Are you familiar with the nutritional needs of rats? If not I wouldn't advise making your own mix.

Have a look at the Shunamite diet and get yourself the Scuttling Gourmet to read through before making your own mix


----------



## salemsparklys (Jul 26, 2012)

Ditto RR, i buy substrate as well so dont notice the p&p as much


----------



## blade100 (Aug 24, 2009)

As bernie says rat rations is a good place to buy rat mixes from but you need to buy the supplements like calcivet and daily essentials with it.

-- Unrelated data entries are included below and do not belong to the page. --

PR #8827, opened 2020-09-03
GUI: Additional translation entries

bevanweiss:
Standardising on 'OK' for all base language uses (rather than 'Ok', or 'Okay').
It's perceived as the 'most correct' variant, and importantly having a single variant is best from a translation perspective.

Added plurality handling for multiple PPU caches created.

Added plurality handling for multiple items deleted in save manager.

Capitalised trophy grade to align with Sony terminology, and expanded to include 'You have earned ...' portion.
Brought trophy name position into translatable string (for languages that might really want to deviate from SVO)

### DIFF
--- a/rpcs3/rpcs3qt/save_manager_dialog.cpp
+++ b/rpcs3/rpcs3qt/save_manager_dialog.cpp
@@ -431,7 +431,7 @@ void save_manager_dialog::OnEntriesRemove()
 		return;
 	}
 
-	if (QMessageBox::question(this, tr("Delete Confirmation"), tr("Are you sure you want to delete these %1 items?").arg(selection.size()), QMessageBox::Yes, QMessageBox::No) == QMessageBox::Yes)
+	if (QMessageBox::question(this, tr("Delete Confirmation"), tr("Are you sure you want to delete these %n items?", "", selection.size()), QMessageBox::Yes, QMessageBox::No) == QMessageBox::Yes)
 	{
 		std::sort(selection.rbegin(), selection.rend());
 		for (QModelIndex index : selection)
--- a/rpcs3/rpcs3qt/trophy_notification_frame.cpp
+++ b/rpcs3/rpcs3qt/trophy_notification_frame.cpp
@@ -40,17 +40,17 @@ trophy_notification_frame::trophy_notification_frame(const std::vector<uchar>& i
 	trophyName->setWordWrap(true);
 	trophyName->setAlignment(Qt::AlignCenter);
 
-	QString trophyType = "";
+	QString trophy_string;
 	switch (trophy.trophyGrade)
 	{
-	case SCE_NP_TROPHY_GRADE_BRONZE:   trophyType = "bronze";   break;
-	case SCE_NP_TROPHY_GRADE_SILVER:   trophyType = "silver";   break;
-	case SCE_NP_TROPHY_GRADE_GOLD:     trophyType = "gold";     break;
-	case SCE_NP_TROPHY_GRADE_PLATINUM: trophyType = "platinum"; break;
+	case SCE_NP_TROPHY_GRADE_BRONZE:   trophy_string = tr("You have earned the Bronze trophy.\n%1").arg(trophy.name);   break;
+	case SCE_NP_TROPHY_GRADE_SILVER:   trophy_string = tr("You have earned the Silver trophy.\n%1").arg(trophy.name);   break;
+	case SCE_NP_TROPHY_GRADE_GOLD:     trophy_string = tr("You have earned the Gold trophy.\n%1").arg(trophy.name);     break;
+	case SCE_NP_TROPHY_GRADE_PLATINUM: trophy_string = tr("You have earned the Platinum trophy.\n%1").arg(trophy.name); break;
 	default: break;
 	}
 
-	trophyName->setText(tr("You have earned the %1 trophy.\n").arg(trophyType) + qstr(trophy.name));
+	trophyName->setText(trophy_string);
 	trophyName->setAutoFillBackground(true);
 	trophyName->setPalette(black_background);
 
--- a/rpcs3/rpcs3qt/auto_pause_settings_dialog.cpp
+++ b/rpcs3/rpcs3qt/auto_pause_settings_dialog.cpp
@@ -276,5 +276,5 @@ void AutoPauseConfigDialog::OnUpdateValue()
 	ullong value = m_id->text().toULongLong(&ok, 16);
 	const bool is_ok = ok && value <= UINT32_MAX;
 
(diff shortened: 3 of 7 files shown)


rpcs3/rpcs3qt/save_manager_dialog.cpp
```diff
@@ -431,7 +431,7 @@ void save_manager_dialog::OnEntriesRemove()
 		return;
 	}
 
-	if (QMessageBox::question(this, tr("Delete Confirmation"), tr("Are you sure you want to delete these %1 items?").arg(selection.size()), QMessageBox::Yes, QMessageBox::No) == QMessageBox::Yes)
+	if (QMessageBox::question(this, tr("Delete Confirmation"), tr("Are you sure you want to delete these %n items?", "", selection.size()), QMessageBox::Yes, QMessageBox::No) == QMessageBox::Yes)
```
Megamouse, line 434: This change is useless, as there will only be plural occurances of selectionssize

rpcs3/rpcs3qt/trophy_notification_frame.cpp
```diff
@@ -43,14 +43,14 @@ trophy_notification_frame::trophy_notification_frame(const std::vector<uchar>& i
...
-	case SCE_NP_TROPHY_GRADE_PLATINUM: trophyType = "platinum"; break;
+	case SCE_NP_TROPHY_GRADE_BRONZE:   trophyType = tr("Bronze");   break;
+	case SCE_NP_TROPHY_GRADE_SILVER:   trophyType = tr("Silver");   break;
+	case SCE_NP_TROPHY_GRADE_GOLD:     trophyType = tr("Gold");     break;
+	case SCE_NP_TROPHY_GRADE_PLATINUM: trophyType = tr("Platinum"); break;
 	default: break;
 	}
 
-	trophyName->setText(tr("You have earned the %1 trophy.\n").arg(trophyType) + qstr(trophy.name));
+	trophyName->setText(tr("You have earned the %1 trophy.\n%2").arg(trophyType).arg(trophy.name));
```
Megamouse, line 53: Maybe it would be better to create 4 translations for this, since translating "Gold" itself might not make much sense without the entire sentence in other languages

rpcs3/rpcs3qt/save_manager_dialog.cpp
bevanweiss: I think you're mistaken my good fellow in how plurals work.
English:
1 cat
2 cats
11 cats

русский
1 кот
2 кошки
11 кошек

Plurality is not from 1 to n, it's between different numbers of n... Russian and Polish are particularly tricky examples.
For simple plurality Latin actually seems more straight forward.

rpcs3/rpcs3qt/trophy_notification_frame.cpp
bevanweiss: I'm open to this possibility.  Although it potentially makes a little more work for translators if there are the individual terms used around the place (but I don't recall that being anywhere).
I might need to defer to a more lingual expert than myself.  It is definitely perhaps a bit on the nose pushing just the adjective to the translators, although I do suspect that within our rpcs3 world the terms 'Bronze', 'Silver', 'Gold', 'Platinum' are pretty unique identifiers.  I'm not even sure if they 'should' get translated.  I've never played non-English PS3.

Megamouse: I don't think it's more work to translate 4 almost identical strings than to translate 4 strings + 1 string with an additional formatting. 😉

rpcs3/rpcs3qt/save_manager_dialog.cpp
Megamouse: Good point

rpcs3/rpcs3qt/trophy_notification_frame.cpp
bevanweiss: I agree.  But if we use 'Gold' in like four or five places.. and then suddenly each one of those places becomes a custom string.. that's a change from 4x precious metals + 4-5x sub-in places => 16-20x unique strings to translate... which might be a little more annoying for them.
But again, happy to hear from the translators as to which is easiest/bestest for them

Megamouse: I don't see it being used in 4 or five places here 🧐

bevanweiss: @IlDucci as one of the 'translation people(s)', do you have an opinion?

Do we want a full translatable string for each trophy type
i.e. "You have earned the Platinum trophy.%1" (trophy.name)
... "You have earned the Gold trophy.%1" ... Silver ... Bronze

or is it acceptable to have the following translation strings
"You have earned the %1 trophy.%2" (trophy colour, trophy.name)
"Platinum", "Gold", "Silver", "Bronze"

MSuih: In some languages, you have to use different cases for these words in different contexts. For example in Finnish if you're just listing the trophy somewhere you use the nominative case *kultainen*, but when earning you use accusative case *kultaisen*. In english you can just slap words together without much consideration, but when same principle is used in languages like Finnish it looks really sloppy.

IlDucci: I think is much more appropiate to have full translatable strings for that case rather than having it piecemeal. Using the appropiate tools (like QTLinguist), the Translation Memory will probably remind translators how the first entry was translated.

bevanweiss: That'll teach me for asking :P

rpcs3/rpcs3qt/trophy_notification_frame.cpp
```diff
@@ -40,17 +40,17 @@ trophy_notification_frame::trophy_notification_frame(const std::vector<uchar>& i
 	trophyName->setWordWrap(true);
 	trophyName->setAlignment(Qt::AlignCenter);
 
-	QString trophyType = "";
+	QString trophyString = "";
```
Megamouse, line 43:
```suggestion
	QString trophy_string;
```

rpcs3/rpcs3qt/trophy_notification_frame.cpp
```diff
@@ -40,17 +40,17 @@ trophy_notification_frame::trophy_notification_frame(const std::vector<uchar>& i
 	trophyName->setWordWrap(true);
 	trophyName->setAlignment(Qt::AlignCenter);
 
-	QString trophyType = "";
+	QString trophyString;
```
Megamouse, line 43:
```suggestion
	QString trophy_string;
```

Or if not then using rupert rat food is ok as ling as you add in breakfast cereals which are supermarkets own brands as they tend to be lower in salt and sugar. Named brands are not good for rats.
So cereals like malties,weetabix,shredded wheats and porridge oats are good to add in the mix. And adding a small bag of wild bird seeds as well to make it more interesting for them.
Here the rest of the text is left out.